PR #262, opened 2017-05-19
rootfs: Support mounting the rootfs as readonly

amshinde:
This adds support for the oci specification to mount
the rootfs as readonly.

### DIFF
--- a/syscall_test.go
+++ b/syscall_test.go
@@ -28,7 +28,7 @@ func TestBindMountInvalidSourceSymlink(t *testing.T) {
 	source := filepath.Join(testDir, "fooFile")
 	os.Remove(source)
 
-	err := bindMount(source, "")
+	err := bindMount(source, "", false)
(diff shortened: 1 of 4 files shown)


sameo:
LGTM

syscall_test.go
```diff
@@ -77,14 +77,50 @@ func TestBindMountSuccessful(t *testing.T) {
...
+	}
+
+	// should not be able to create file in read-only mount
+	destFile := filepath.Join(dest, "foo")
+	_, err = os.OpenFile(destFile, os.O_CREATE, mountPerm)
+	if err == nil {
+		t.Fatal(err)
+	}
+
+	syscall.Unmount(dest, 0)
```
sboeuf: Should be called through a `defer` call after we do the `bindMount()`. We won't unmount in case the call to `os.OpenFile()` fails.

PR #266, opened 2017-05-22
oci: Pass the read-only config from the oci spec file

amshinde:
Now that read-only rootfs support has been added pass this to
the container config.
Should have been part of earlier PR, missed adding this.


sboeuf:
LGTM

━━━━━━━━━━━━━━━━

## Exercise requirements:
Say how many lines of the data above have the string "testing" in them, and write nothing besides that number.

## Problem solution:
2